Prompt:
Your task is to return the data below, word for word.

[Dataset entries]
——

PR #335, opened 2022-11-23
UI test fixes

stefanceriu:
Various UI tests fixes
* remove status bar when running snapshotting
* remove stored OS versions, allow running on same device on any OS
* fix ServiceLocator and fallbackLanguage when running UITests
* switch to iPhone 14
* update all screenshots


ElementX/Sources/Application/ServiceLocator.swift
```diff
@@ -0,0 +1,39 @@
...
+    static var shared: ServiceLocator {
+        if let serviceLocator {
+            return serviceLocator
+        }
+        
+        let serviceLocator = ServiceLocator()
+        self.serviceLocator = serviceLocator
+        
+        return serviceLocator
+    }
```
pixlwave, line 30: Would this not be equivalent to
```
private(set) static var shared = ServiceLocator()
```
which is lazy by the fact it is `static`

UITests/SupportingFiles/target.yml
```diff
@@ -52,7 +52,7 @@ targets:
     - package: Sentry
       linkType: static
     - package: SnapshotTesting
-      linkType: static
+      linkType: staticfasd
```
pixlwave, line 55: Is this a real `linkType` or a typo?? 😅

.gitignore
```diff
@@ -44,9 +44,9 @@ Tools/Scripts/element-android
...
-!/UITests/Sources/__Snapshots__/Application/16-0-en-GB-iPad-9th-generation.*.png
-!/UITests/Sources/__Snapshots__/Application/16-0-de-DE-iPhone-13-Pro-Max.*.png
-!/UITests/Sources/__Snapshots__/Application/16-0-fr-FR-iPhone-13-Pro-Max.*.png
-!/UITests/Sources/__Snapshots__/Application/16-0-en-GB-iPhone-13-Pro-Max.*.png
+!/UITests/Sources/__Snapshots__/Application/de-DE-iPad-9th-generation.*.png
+!/UITests/Sources/__Snapshots__/Application/fr-FR-iPad-9th-generation.*.png
+!/UITests/Sources/__Snapshots__/Application/en-GB-iPad-9th-generation.*.png
+!/UITests/Sources/__Snapshots__/Application/de-DE-iPhone-13-Pro-Max.*.png
+!/UITests/Sources/__Snapshots__/Application/fr-FR-iPhone-13-Pro-Max.*.png
+!/UITests/Sources/__Snapshots__/Application/en-GB-iPhone-13-Pro-Max.*.png
```
pixlwave, line 52: The phone screenshots are missing from this PR, presumably because they're being ignored. Untested, but presumably we should be unignoring like so:
```suggestion
!/UITests/Sources/__Snapshots__/Application/de-DE-iPhone-14.*.png
!/UITests/Sources/__Snapshots__/Application/fr-FR-iPhone-14.*.png
!/UITests/Sources/__Snapshots__/Application/en-GB-iPhone-14.*.png
```

ElementX/Sources/Application/Application.swift
```diff
@@ -39,7 +39,12 @@ struct Application: App {
                     .task {
                         applicationCoordinator.start()
                     }
+                    .statusBarHidden(shouldHideStatusBar)
```
pixlwave, line 42: Haha, that was easier than I expected 👏

pixlwave (commented):
Looks good to me, but we'll need to include the phone screenshots too :)

.gitignore
stefanceriu: This is why I don't like the .gitignore thing, sure to forget about it 😁

ElementX/Sources/Application/ServiceLocator.swift
stefanceriu: It sure is, don't know what i was thinking ¯\_(ツ)_/¯

UITests/SupportingFiles/target.yml
stefanceriu: I have this bad habbit of chaning a file to have it pop up in SourceTree so I can easily check it's history. Strange that it built with this here though. Seems it doesn't matter if they're static or the default dynamic, so I'll just remove linkType from all of them.

stefanceriu: Actually doing that doesn't even change the project file, I think it was unnecessary to being with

——

Result:
PR #335, opened 2022-11-23
UI test fixes

stefanceriu:
Various UI tests fixes
* remove status bar when running snapshotting
* remove stored OS versions, allow running on same device on any OS
* fix ServiceLocator and fallbackLanguage when running UITests
* switch to iPhone 14
* update all screenshots


ElementX/Sources/Application/ServiceLocator.swift
```diff
@@ -0,0 +1,39 @@
...
+    static var shared: ServiceLocator {
+        if let serviceLocator {
+            return serviceLocator
+        }
+        
+        let serviceLocator = ServiceLocator()
+        self.serviceLocator = serviceLocator
+        
+        return serviceLocator
+    }
```
pixlwave, line 30: Would this not be equivalent to
```
private(set) static var shared = ServiceLocator()
```
which is lazy by the fact it is `static`

UITests/SupportingFiles/target.yml
```diff
@@ -52,7 +52,7 @@ targets:
     - package: Sentry
       linkType: static
     - package: SnapshotTesting
-      linkType: static
+      linkType: staticfasd
```
pixlwave, line 55: Is this a real `linkType` or a typo?? 😅

.gitignore
```diff
@@ -44,9 +44,9 @@ Tools/Scripts/element-android
...
-!/UITests/Sources/__Snapshots__/Application/16-0-en-GB-iPad-9th-generation.*.png
-!/UITests/Sources/__Snapshots__/Application/16-0-de-DE-iPhone-13-Pro-Max.*.png
-!/UITests/Sources/__Snapshots__/Application/16-0-fr-FR-iPhone-13-Pro-Max.*.png
-!/UITests/Sources/__Snapshots__/Application/16-0-en-GB-iPhone-13-Pro-Max.*.png
+!/UITests/Sources/__Snapshots__/Application/de-DE-iPad-9th-generation.*.png
+!/UITests/Sources/__Snapshots__/Application/fr-FR-iPad-9th-generation.*.png
+!/UITests/Sources/__Snapshots__/Application/en-GB-iPad-9th-generation.*.png
+!/UITests/Sources/__Snapshots__/Application/de-DE-iPhone-13-Pro-Max.*.png
+!/UITests/Sources/__Snapshots__/Application/fr-FR-iPhone-13-Pro-Max.*.png
+!/UITests/Sources/__Snapshots__/Application/en-GB-iPhone-13-Pro-Max.*.png
```
pixlwave, line 52: The phone screenshots are missing from this PR, presumably because they're being ignored. Untested, but presumably we should be unignoring like so:
```suggestion
!/UITests/Sources/__Snapshots__/Application/de-DE-iPhone-14.*.png
!/UITests/Sources/__Snapshots__/Application/fr-FR-iPhone-14.*.png
!/UITests/Sources/__Snapshots__/Application/en-GB-iPhone-14.*.png
```

ElementX/Sources/Application/Application.swift
```diff
@@ -39,7 +39,12 @@ struct Application: App {
                     .task {
                         applicationCoordinator.start()
                     }
+                    .statusBarHidden(shouldHideStatusBar)
```
pixlwave, line 42: Haha, that was easier than I expected 👏

pixlwave (commented):
Looks good to me, but we'll need to include the phone screenshots too :)

.gitignore
stefanceriu: This is why I don't like the .gitignore thing, sure to forget about it 😁

ElementX/Sources/Application/ServiceLocator.swift
stefanceriu: It sure is, don't know what i was thinking ¯\_(ツ)_/¯

UITests/SupportingFiles/target.yml
stefanceriu: I have this bad habbit of chaning a file to have it pop up in SourceTree so I can easily check it's history. Strange that it built with this here though. Seems it doesn't matter if they're static or the default dynamic, so I'll just remove linkType from all of them.

stefanceriu: Actually doing that doesn't even change the project file, I think it was unnecessary to being with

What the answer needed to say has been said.